I'm been trying to psycho-analyze myself to figure out where this unbelievable grief is coming from. Here are a few of my ideas:
it's lonely without her
we aren't setting enough dinner plates on the table
I miss her laughter, her excitability and zest for living and her wildly emotional tears
my arms ache to hug her and I need her kisses goodnight
I wonder where she is at almost every waking moment of the day, etc... (I could go on and on and bring you all to tears, but I think you catch my drift)
Above and beyond all of these things my decision and psycho-analysis is this:
I am grieving the end / death of her childhood.
I suffered this same sort of emotional wreck when Jade started kindergarten. (And by emotional wreck I mean. I'm sad and fight back a bunch of tears and I may or may have not cried in the shower. Once. So far.) Kinda silly to look back on it, but I did honestly do this once before. It was real to me then. And its real to me now, but sill somehow this time the situation is a tad bit more real life since the implications from my new reality keep slapping me in the face... cause it really will be lots and losta days before I hug her again and when I do life will have drastically changed for the both of us. I will still ache to see her, but my breath-taking-grief will have smoldered a bit and I will be able to enjoy watching her become who my Jesus intends her to be. All without my in-her-face "help".
And that's okay.
That's exciting. That makes my heart skip a beat. My baby issssss growing up and God is going to blow open her little small world of life from under our thumb - uh, I mean - excellent parental guidance.
She's ready. I know she is. It's time. Gosh, the Lord gave me day in and day out from her conception until August 12, 2014 with her. I am blessed beyond measure to have her as my first born. And I trust my sovereign and loving heavenly Father, her same sovereign and loving heavenly Father, with her new day-in's and day-out's. "You saw me before I was born" Ps 139:16a NLT Cause He's been with her from her conception and will continue to protect and guide and love and lead and hold her as she takes on her new world. Her new world wide wide wide open with opportunity for her to grow in love and grace by His faithful hand. The one He's known about and perfectly ordained for her.
So, my baby girl, my Taylor Marie, I love you. But even more than I can even try to imagine how much I can love you. He loves you more. And it's because of His unfailing love for you and for me that eventually I will abandon my new besty and find sleep again.

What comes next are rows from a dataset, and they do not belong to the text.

PR #21022, opened 2022-03-27
Update ocaml-freestanding repository

samoht:
We have renamed ocaml-freestanding into ocaml-solo5 and that broke the packages hashes...


samoht:
I'm merging this quickly as lint step is passing (and so the checshum are correct now).

samoht:
I'm merging this quickly as lint step is passing (and so the checshum are correct now).

PR #21040, opened 2022-03-28
OCaml 4.14.0 release

Octachron:
This is the package for OCaml 4.14.0 release.
We have:

* ocaml-base-compiler 4.14.0
* ocaml-variants 4.14.0+options
* ocaml-system 4.14.0
* ocaml-src 4.14.0

I have not added the 4.14.0 `ocaml-manual` package since this require to update v2.ocaml.org. I will send the corresponding package once the manual is available online.

Since we expect more patch versions on 4.14 (as a LTS version), I have also added the 4.14.1 development packages:

* ocaml 4.14.1 meta package
* ocaml-variants.4.14.1+trunk


kit-ty-kate:
Thanks a lot!

PR #21011, opened 2022-03-25
Fix various bounds

mseri:
These issues appear often in the CI

PR #21047, opened 2022-03-29
Further bounds cleanup

mseri:
This removes the upper bound on menhir in webidl 1.0-1.2, added erroneously by #21011

1.0, 1.1 should succeed
1.2 we need to check (UPDATE: it is fine as well)

Once this is checked, I will add the commit adding those bounds to `js_of_ocaml-webidl` which depends on webidl but also vendors a version of webidl which needs the bounds.

### DIFF
--- a/packages/js_of_ocaml-webidl/js_of_ocaml-webidl.0.1/opam
+++ b/packages/js_of_ocaml-webidl/js_of_ocaml-webidl.0.1/opam
@@ -18,7 +18,7 @@ depends: [
   "js_of_ocaml-lwt"
   "js_of_ocaml-ppx"
   "ppx_jane"
-  "menhir" {build & >= "20170607" & < "20211215"}
+  "menhir" {build & >= "20180523" & < "20211215"}
 ]
 build: [
   ["dune" "subst"] {dev}
--- a/packages/js_of_ocaml-webidl/js_of_ocaml-webidl.0.1/opam
+++ b/packages/js_of_ocaml-webidl/js_of_ocaml-webidl.0.1/opam
@@ -18,6 +18,7 @@ depends: [
   "js_of_ocaml-lwt"
   "js_of_ocaml-ppx"
   "ppx_jane"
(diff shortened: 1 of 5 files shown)


packages/webidl/webidl.1.2/opam
```diff
@@ -11,7 +11,7 @@ depends: [
   "ocaml" {>= "4.03.0"}
   "ocamlfind" {build & >= "1.7.1"}
   "ocamlbuild" {build & >= "0.9.3"}
-  "menhir" {build & >= "20170607" & < "20211215"}
+  "menhir" {build & >= "20170607"}
```
kit-ty-kate, line 14: `webidl.1.2` does not use `menhir` at all.
```suggestion
```

mseri: Thanks

packages/js_of_ocaml-webidl/js_of_ocaml-webidl.0.1/opam
```diff
@@ -18,6 +18,7 @@ depends: [
   "js_of_ocaml-lwt"
   "js_of_ocaml-ppx"
   "ppx_jane"
+  "menhir" {build & >= "20170607" & < "20211215"}
```
mseri, line 21:
```suggestion
  "menhir" {build & >= "20180523" & < "20211215"}
```
Uses `--infer-write-query`

packages/js_of_ocaml-webidl/js_of_ocaml-webidl.0.2/opam
```diff
@@ -18,6 +18,7 @@ depends: [
   "js_of_ocaml-lwt"
   "js_of_ocaml-ppx"
   "ppx_jane"
+  "menhir" {build & >= "20170607" & < "20211215"}
```
mseri, line 21:
```suggestion
  "menhir" {build & >= "20180523" & < "20211215"}
```
Uses `--infer-write-query`

PR #21048, opened 2022-03-29
Add new package for Z3 TPTP

MSoegtropIMC:
This PR adds a new package which contains the TPTP front end for Z3. It uses the existing opam z3 package and z3 shared library.

TPTP is a front end common in automatic theorem provers like Eprover. It is used by the Coq Hammer tactic.

The build instructions are not as clean as I would like it, but I couldn't find a way to build it with Z3's python based build system with an existing opam Z3 and the front end is a single C++ file + the Z3 library, so I guess this explicit compiler call might be more robust than hacking into the Z3 build system.

This is yet another of my "why not build interesting C++ software with opam" PRs and quite Coq centric. If you think it is not so useful for the wider OCaml world, I can also keep it in Coq's own opam repo, but I always ask here first.

@k4rtik : FYI.

### DIFF
--- a/packages/z3_tptp/z3_tptp.4.8.13/opam
+++ b/packages/z3_tptp/z3_tptp.4.8.13/opam
@@ -1,0 +1,36 @@
+opam-version: "2.0"
+maintainer: "7895506+MSoegtropIMC@users.noreply.github.com"
+authors: "MSR"
+homepage: "https://github.com/Z3prover/z3"
+bug-reports: "https://github.com/Z3prover/z3/issues"
+license: "MIT"
+dev-repo: "git+https://github.com/Z3prover/z3.git"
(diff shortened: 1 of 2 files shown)


MSoegtropIMC:
Can someone help me to figure out what is wrong with the homebrew builds? It actually works fine with Mac Homebrew in my own CI and I don't see any error message, besides a failed in the end.

k4rtik:
I just tried your package (4.8.14) locally and it works fine. There seems to be a general issue with the macos/homebrew CI, a quick scan of recent PRs in this repo suggests all of them are failing with homebrew.

MSoegtropIMC:
@k4rtik : thanks for the confirmation.

IMHO this is good for merge then (except homebrew all tests passed).

kit-ty-kate:
Thanks!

"Nothing can ever separate us from God's love" Romans 8:38 NLT (Not even earth-shattering life events like sending your first born to college.)

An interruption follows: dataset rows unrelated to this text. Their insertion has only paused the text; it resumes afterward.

PR #21050, opened 2022-03-29
Add new version 3.9 for conf-python-3

MSoegtropIMC:
This PR adds a new version for the python 3 conf package (the latest available is 3.1 which is way too old).

I get btw a lint warning:
```
warning 62: License doesn't adhere to the SPDX standard, see https://spdx.org/licenses/: "PSF-2.0"
```
which I would say is a false positive. See (https://spdx.org/licenses/PSF-2.0.html).

Since this package hasn't been updated by the written maintainer, please feel free to put in my Github ID / email.

### DIFF
--- a/packages/conf-python-3/conf-python-3.9.0.0/files/test.py
+++ b/packages/conf-python-3/conf-python-3.9.0.0/files/test.py
@@ -1,0 +1,1 @@
+print('python-3 OK')
--- a/packages/conf-python-3/conf-python-3.9.0.0/opam
+++ b/packages/conf-python-3/conf-python-3.9.0.0/opam
@@ -1,0 +1,33 @@
+opam-version: "2.0"
+maintainer: "unixjunkie@sdf.org"
+homepage: "https://www.python.org/downloads/release/python-3910/"
+authors: "Python Software Foundation"
+license: "PSF-2.0"
+bug-reports: "https://github.com/ocaml/opam-repository/issues"
+build: ["python3" "test.py"]
+depexts: [
+  ["python3"] {os-family = "debian"}
+  ["python3"] {os-distribution = "nixos"}
+  ["python3"] {os-distribution = "alpine"}
+  ["python39" "epel-release"] {os-distribution = "centos"}
+  ["python3"] {os-distribution = "fedora"}
+  ["python3"] {os-distribution = "ol"}
+  ["python"] {os-distribution = "arch"}
+  ["python3"] {os-family = "suse"}
+  ["dev-lang/python:3.6"] {os-distribution = "gentoo"}
+  ["python3"] {os = "openbsd"}
+  ["lang/python39"] {os = "netbsd"}
+  ["lang/python39"] {os = "freebsd"}
+  ["python39"] {os-distribution = "macports" & os = "macos"}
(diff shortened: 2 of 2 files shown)


mseri:
Thanks. I wonder two things:

1. if we follow `conf-python-3-7` from https://github.com/ocaml/opam-repository/pull/20991/files, we can still use this package with `ocaml-in-python`, so I would suggest to do that.

2. right now `conf-python-3-7` follows `conf-python-2-7` and I thought this was the idea also for `conf-python-3`, by decoupling python version from the `conf-python` package. This would suggest that this package is called `conf-python-3-9`. I wonder if it would be better to deprecate everything and instead have `conf-python` with packages whose version is python's version lower bound. This is going to be imprecise in many cases, but some package managers want the python version specified, so this packages are actually needed from time to time

@kit-ty-kate what do you think?

MSoegtropIMC:
Thanks, I somehow didn't see the con-python-3-7 package. If this is the standard, I will follow it. And yes, I think it might make sense to have a `conf-python` package which just gives a recent python (if I understood you right, this is what you suggested).

mseri:
Thanks. Please do not modify this for the moment, until we have an agreement with the other maintainers of the opam-repository

MSoegtropIMC:
OK, i will wait for the conclusion. It is not urgent for me since my main projects has its own opam repos, and I keep it there until this is resolved here.

MSoegtropIMC:
@mseri : thanks!

Btw.: I should mention that most distributions do not have a way to select specific versions of python, you can just select python2 or python3. Other distros have separate packages for python 3.x.

This is not really satisfactory, but I don't see a way around it.

mseri:
Yes, I know unfortunately. We do what we can :)

MSoegtropIMC:
> We do what we can :)

Which is a lot! I really don't know how I would get my job done without opam.

MSoegtropIMC:
@mseri : some time went by since we last discussed this - as far as I can see there is still no conf-python package. Should I create this?

MSoegtropIMC:
Btw.: the conf-python-3-7 package does not work any more for homebrew - one has to say `python@3.7`- otherwise opam 2.1.x tries to reinstall it again and again since `brew install python@3` installs `python@3.10` and opam looks for `python@3`. I guess this came with the switch to new depext.

So it would be a good time to redo the python packages ...

mseri:
Thanks @MSoegtropIMC for pinging me. I could not free enough time for this yet due to some issues at home and then I went in holiday, planning to get back to it this week or the next. If you want to attempt a PR on the line of what I was saying before, I'd be grateful. Otherwise I should be able to do it in a week or so.

Please, do not remove the old packages: we should add a new version to transition to the new `conf-python`, something like https://github.com/ocaml/opam-repository/pull/18145

MSoegtropIMC:
@mseri : I will adjust my PR to what we discussed (I would include the 3 latest python 3 and the latest python 2 variants (so 4 in total).

I won't remove the old packages but won't add to them either (that is no old style 3.9).

mseri:
We don't have a good solution yet for python packages, so let's merge this as is and sorry for the long wait

PR #21056, opened 2022-03-29
zarith_stubs_js: add conflicts with `zarith` versions

smondet:
I've been bitten by this a couple of times until I figured it out, hope it helps other users; case of builds/CI working and JSOO client code failing at startup.

screenshot-20220329-142252


mseri:
Thanks

PR #21065, opened 2022-03-30
Fix Sihl 0.3.0 tarball src

joseferben:
Related to https://github.com/oxidizing/sihl/issues/533

I don't know why this stopped working, but the correct tarball src can be found under releases.


mseri:
Thanks!

PR #21066, opened 2022-03-30
Package bwd.1.1.0

favonia:
### `bwd.1.1.0`
Backward lists
This OCaml package defines backward lists that are isomorphic to lists.
They are useful when one wishes to give a different type to the lists that are semantically in reverse.
In our experience, it is easy to miss List.rev or misuse List.rev_append when both semantically forward and backward lists are present.
With backward lists having a different type, it is impossible to make these mistakes.

---
* Homepage: https://github.com/RedPRL/ocaml-bwd
* Source repo: git+https://github.com/RedPRL/ocaml-bwd.git
* Bug tracker: https://github.com/RedPRL/ocaml-bwd/issues

---

### DIFF
--- a/packages/bwd/bwd.1.1.0/opam
+++ b/packages/bwd/bwd.1.1.0/opam
@@ -1,0 +1,31 @@
+opam-version: "2.0"
+synopsis: "Backward lists"
+description: """
+This OCaml package defines backward lists that are isomorphic to lists.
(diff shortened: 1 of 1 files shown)


favonia:
The only failure is from "macos-homebrew (experimental)". I might need help in understanding the error (if there's something I should fix).

mseri:
You can safely ignore that. Thanks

Soon, maybe it's even happening a little bit already?, I will begin to celebrate the birth of her adulthood rather than grieve the death of her childhood.
"I will comfort them and exchange their sorrow for rejoicing" Jeremiah 31:13 NLT
However, in the last week I have found that my insomnia has escalated above and beyond where it has been previously. Hence this ridiculous early morning dark-thirty post. One small thing (okay, so it was earth shattering and all consuming) has happened in the last week...
My baby girl moved to college.
So. Yeah.
I'm been trying to psycho-analyze myself to figure out where this unbelievable grief is coming from. Here are a few of my ideas:
it's lonely without her
we aren't setting enough dinner plates on the table
I miss her laughter, her excitability and zest for living and her wildly emotional tears
my arms ache to hug her and I need her kisses goodnight
I wonder where she is at almost every waking moment of the day, etc... (I could go on and on and bring you all to tears, but I think you catch my drift)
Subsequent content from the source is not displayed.